This corpus contains 300 transcripts of internet chat rooms from 2003 and 2006. They make up 7 million words in 2.8 million chat lines.
These texts form a part of the planned reference corpus of Estonian. Their collecting and processing has been financed by a national program ĢEstonian language and national cultureģ.
The corpus is free for use for non-commercial purposes only.
The texts originate from 22 different chat rooms.
The texts have been downloaded from the internet and converted to SGML (TEI). The conversion programs were written by Kaarel Veskis.
One file contains one uninterrupted transcript of a chat room.
The accented letters and some other symbols in the original sources have been converted to SGML-entities. The original form of the chat lines has been kept, including the usage of numbers instead of accented letters.
The basic idea behind tagging was that the transcript of a chat room is similar to a transcript of a play: the actors enter the stage, produce their lines, and leave the stage.

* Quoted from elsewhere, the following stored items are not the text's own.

PR #3327, opened 2026-09-06
pkg/docker: avoid repeated container lookups for host processes

AlexanderVarfolomeev:
## Problem

I found this while instrumenting an HTTP application running directly on the host while Docker was available.

`DockerEnricher` resolved container metadata for every span. Successful lookups were cached, but negative lookups were not, causing repeated procfs scans for host processes.

The cgroup parser also interpreted `session-11909.scope` as container ID `11909`, triggering repeated Docker inspection instead of identifying a non-container process.

At 10000 requests/s, Docker enrichment became a bottleneck: CPU and memory usage grew, while RED metrics fell behind the generated traffic.

## Fix

- Require a 64-character hexadecimal container ID in systemd scope paths.
- Cache `ErrContainerNotFound` per PID for one second; retry other errors immediately.
- Clear negative entries on success, PID invalidation, or expiry on access.
- Revalidate the PID under the cache lock before recording a miss to preserve invalidation safety.
- Remove the redundant per-span Docker enrichment lookup-failed debug log.

The cooldown bounds repeated procfs work without treating a negative lookup as permanent. This complements the positive metadata cache introduced in [#1990](https://github.com/open-telemetry/opentelemetry-ebpf-instrumentation/pull/1990).

## Results

Compared unpatched Beyla 3.32.0 with the same source plus this PR's production changes. Both were built with Go 1.26 and tested on the same four-vCPU host, with identical configuration and Docker enrichment enabled; the application ran directly on the host, not in Docker.

Each run lasted five minutes at a target of 10,000 requests/s: concurrency 800, 1 KiB request payload, 5% error responses and 10% requests delayed by 250 ms.

| | Unpatched | Patched |
| --- | ---: | ---: |
| Completed requests accounted for in RED | 43.13% | 100% |
| Beyla CPU, % of the four-vCPU host | 14.15% | 6.86% |
| Beyla RSS | 877.80 MiB | 113.53 MiB |

CPU/RSS are averages excluding the first 30 seconds: about **52% less CPU and 87% less memory** with the fix. 

After export settled, unpatched RED accounted for 1,221,598 of 2,832,134 completed requests; patched RED accounted for all 2,996,362. Unpatched counters were stable for over two minutes and the collector export queue was empty, so the difference was not merely an unfinished export. Neither run had transport errors, OOM events or supervisor restarts during load.

## Validation

Passed on Linux:

- `make fmt`
- `make verify`
- `make compile`
- `go test -race ./pkg/docker -run TestContainerInfo -count=100`

## AI assistance

Codex assisted with investigation, implementation, and tests. I reviewed and verified the final changes before submission.

### DIFF
--- a/pkg/docker/docker_api_client.go
+++ b/pkg/docker/docker_api_client.go
@@ -27,6 +27,8 @@ import (
 
 const (
 	composeServiceLabelKey = "com.docker.compose.service"
+	// Bound repeated procfs scans for non-container PIDs without caching a negative result for the process lifetime.
+	containerNotFoundRetryInterval = time.Second
 	// abbreviationLength defines the length for the short ID form
 	abbreviationLength = 12
 )
@@ -77,9 +79,10 @@ type ContainerStore struct {
 	watcherStarted sync.Once
 	watcherRunning atomic.Bool
 
-	cacheMu       sync.RWMutex
-	byPID         map[app.PID]ContainerMeta
-	byContainerID map[ContainerID]containerEntry // metadata + PIDs keyed by full container ID
+	cacheMu                sync.RWMutex
+	byPID                  map[app.PID]ContainerMeta
+	byContainerID          map[ContainerID]containerEntry // metadata + PIDs keyed by full container ID
+	notContainerUntilByPID map[app.PID]time.Time
 
 	// lastEventAt is the Unix timestamp (seconds) of the last processed Docker event.
 	// It is seeded to the start time of watchContainerEvents and updated on each event,
@@ -90,9 +93,10 @@ type ContainerStore struct {
 
 func NewStore() *ContainerStore {
 	return &ContainerStore{
-		log:           cmlog(),
-		byPID:         make(map[app.PID]ContainerMeta),
-		byContainerID: make(map[ContainerID]containerEntry),
+		log:                    cmlog(),
+		byPID:                  make(map[app.PID]ContainerMeta),
+		byContainerID:          make(map[ContainerID]containerEntry),
+		notContainerUntilByPID: make(map[app.PID]time.Time),
 	}
 }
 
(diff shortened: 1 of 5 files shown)


pkg/docker/docker_api_client.go
```diff
@@ -137,9 +141,36 @@ func (s *ContainerStore) ContainerInfo(ctx context.Context, pid app.PID) (Contai
...
 		return ci, true
 	}
+	retryAt, notContainer := s.notContainerUntilByPID[pid]
 	s.cacheMu.RUnlock()
+	if notContainer {
+		if time.Now().Before(retryAt) {
+			return ContainerMeta{}, false
+		}
+		s.cacheMu.Lock()
+		if retryAt, ok := s.notContainerUntilByPID[pid]; ok {
```
mariomac: Thank you for your PR!

What's the reason for looking up again the same map with the same PID?

AlexanderVarfolomeev: Thanks for reviewing! 
We release `RLock` before acquiring `Lock` to remove the expired entry. Another goroutine may refresh the cooldown in between, so we look it up again under the write lock to avoid deleting a fresh entry based on the previously read expiration time.

The second lookup only happens on the expiration path; valid cache hits return after the first lookup.

pkg/docker/docker_api_client.go
```diff
@@ -77,9 +79,10 @@ type ContainerStore struct {
 	watcherStarted sync.Once
 	watcherRunning atomic.Bool
 
-	cacheMu       sync.RWMutex
-	byPID         map[app.PID]ContainerMeta
-	byContainerID map[ContainerID]containerEntry // metadata + PIDs keyed by full container ID
+	cacheMu                sync.RWMutex
+	byPID                  map[app.PID]ContainerMeta
+	byContainerID          map[ContainerID]containerEntry // metadata + PIDs keyed by full container ID
+	notContainerUntilByPID map[app.PID]time.Time
```
mmat11: nit: can we give a clearer name to this map or add a little comment explaining what it contains?

mmat11 (approved):
lgtm

pkg/docker/docker_api_client.go
AlexanderVarfolomeev: Good point. Renamed it to `containerNotFoundRetryAtByPID` to clarify that it stores the next retry time after `ErrContainerNotFound`.

grcevski (approved):
LGTM!

MrAlias (approved):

The time of all the actions has been tagged as <time>, the speaker as <speaker>, and the actions between the chat lines as <stage>.
The mail and internet addresses have been changed in order to protect the privacy of the participants.
Every file starts with a <teiHeader> documenting the file contents, size, used tags etc.
In the version of the chatroom corpus, that is accessible via our corpus interface, only the following mark-up occurs:
<speaker>Speaker</speaker><p>Text written by the speaker</p>
<stage>Speaker’s description of his/her activities, e.g. billy läheb ploomimahla tooma</stage>
The version of Chatroom corpus for downloading contains also the automatically generated comments, e.g. about the persons entering the chatroom, e.g.
<stage>* naga is now known as naga_eemal</stage>
7 million tokens in chat lines, plus 7 million tokens for describing the entering and leaving of the participants.
In addition to ASCII symbols (unaccented letters, numbers and punctuation signs), the texts contain sgml entities.